Protesting in the streets in Cuba is punishable, as is publishing false information, even with capital punishment. False information, according to whom? For the State, any information that has not been approved and published by its own media is false or biased.
Cuba is a society that lives in fear. The State, the government, and the Armed Forces live in fear because they feel that the day when they will be held accountable for their repressive behavior is coming, sooner rather than later. And society lives in fear, for the here and now, for fear of not being able to eat or attend to a health need, but afraid to protest against the tightness and misery in which they live.
In Cuba, everyone is afraid. The government fears society, and society fears the government. Mistrust is what prevails as the predominant social mood on the island.
In this context, how can the Cuban government not impose a Criminal Code that is, as Yoani Sanchez defined it, “a detailed compendium of the main fears of the government… This is, in fact, a glossary of the terrors of Castroism and of its desperate attempts to stop what will come anyway”.

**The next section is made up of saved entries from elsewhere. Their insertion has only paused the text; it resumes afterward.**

PR #4794, opened 2024-05-21
BREAKING(data-structures): hide private internals

lucacasonato:
This commit makes the internals of
`BinarySearchTree` properly private, so that
`BinarySearchNode` is not leaked in public types anymore.


kt3k (approved):
LGTM. Thanks!

PR #4798, opened 2024-05-21
docs(json): lint `@std/json` docs

littledivy:


iuioiua:
FYI, we just updated the doc checker to check classes. Hence, the lint failure(s).

json/concatenated_json_parse_stream.ts
```diff
@@ -12,32 +12,90 @@ const primitives = new Map(
...
+ *   { foo: "bar" },
+ *   { baz: 100 },
+ * ]);
  * ```
  */
 export class ConcatenatedJsonParseStream
   implements TransformStream<string, JsonValue> {
-  /** A writable stream of byte data. */
+  // TODO(iuioiua): Investigate why this class is implemented differently to the other JSON streams.
+  /**
```
iuioiua, line 38: I went with this for now. I didn't bother with a proper example because this, as a public property, seems like a mistake/fault, and may get removed in the future.

iuioiua:
PTAL @kt3k

json/concatenated_json_parse_stream.ts
```diff
@@ -12,32 +12,90 @@ const primitives = new Map(
...
+ * assertEquals(await Array.fromAsync(stream), [
+ *   { foo: "bar" },
+ *   { baz: 100 },
+ * ]);
  * ```
  */
 export class ConcatenatedJsonParseStream
   implements TransformStream<string, JsonValue> {
-  /** A writable stream of byte data. */
+  // TODO(iuioiua): Investigate why this class is implemented differently to the other JSON streams.
```
kt3k, line 37: `JSONParseStream` supposes every chunk is valid JSON string which represents a single JSON object. `ConcatenatedJsonParseStream` handles stream of strings where each chunk can be incomplete fragments of JSON strings.

This difference exists because in NDJSON or JSONLines, each line contains single JSON object. So we can use `TextLineStream` to split them and pass the result to `JSONParseStream`. On the other hand, in Concatenated JSON, there's no explicit delimiter of JSONs. So the class needs to maintain the internal parsing state of JSONs

json/json_parse_stream.ts
```diff
@@ -17,48 +17,44 @@ function isBrankString(str: string) {
...
- * import { TextLineStream } from "@std/streams/text-line-stream";
- * import { JsonParseStream } from "@std/json/json-parse-stream";
- *
- * const url = "@std/json/testdata/test.jsonl";
- * const { body } = await fetch(url);
- *
- * const readable = body!
- *   .pipeThrough(new TextDecoderStream())  // convert Uint8Array to string
- *   .pipeThrough(new TextLineStream()) // transform into a stream where each chunk is divided by a newline
- *   .pipeThrough(new JsonParseStream()); // parse each chunk as JSON
```
kt3k, line 32: Can we keep one of this type of example with `no-eval`? This seems typical real world usage of this class to me. It helps the users to know how to read JSON Lines response from servers

kt3k (approved):
LGTM

json/concatenated_json_parse_stream.ts
iuioiua: I just meant how this implements `TransformStream` rather than extending it.

PR #5304, opened 2024-07-04
test(csv): add grapheme length test

timreichen:
- reverts https://github.com/denoland/deno_std/pull/5298#issuecomment-2208355438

Sanchez also pointed out that “The Criminal Code designed to bind us all points to the fact that it has been drafted by a system mired in mistrust towards society and in fear of the future”.
It is precisely because of this context of a Cuba of pain, silences, prisons, and repression that the attitude of President López Obrador (and, in general, of the Latin American left) is discouraging because of his complacency towards a government that justifies its civil-military dictatorship with a narrative designed to remain in power, based on the existence of the unjust and unnecessary US blockade, which, by the way, the Cubans have been able to evade for the most part. This change to the Criminal Code was approved a week after the Mexican President’s visit. Did it have anything to do with it?
The Cuban dictatorship is not a consequence of the US blockade, as López Obrador refers to it. No: the dictatorship is a direct product of the conception of a single-party political regime, merged into the State, and loaded with definite answers for all citizens in all aspects of their lives, down to the smallest details. That political conception of the regime built in Cuba existed before the blockade, before the association with the Soviet Union. It was born within the movement of Fidel, Raul, and Che Guevara. First came the political conception, then the overthrow of Batista, and then the establishment of the one-party regime. It was the time of the decolonization struggles after World War II in Africa, the Middle East, Asia, the Caribbean, and Latin America. Real socialism prevailed, which proclaimed the one-party system fused into the State.
The conception of the one-party regime comes from the former Soviet Union, as a supposed contribution of Marx, Lenin, and Trotsky, although none of them proposed the need for the one-party system. This was a creation of Stalin, who today has become the muse of Putin and many leftists, especially the Chinese and Latin American ones.
Democracy, which should be a central concern of the left, barely appears on their agenda and is supplanted by their concern for the poor. It is a great civilizational debate: which comes first: democracy or the fight against poverty? Leaders who call themselves leftists, such as those in Venezuela, Nicaragua, Cuba, -and Mexico?- seem to tell us that the poor come first and then democracy. And since they cannot solve poverty, there will be no democracy either.
Cuban society does not enjoy democracy and lives in material misery for the time being. And the new Criminal Code intends to extend the impediment to the exercise of political freedoms in time.
And Mexico is living on the wrong side of history.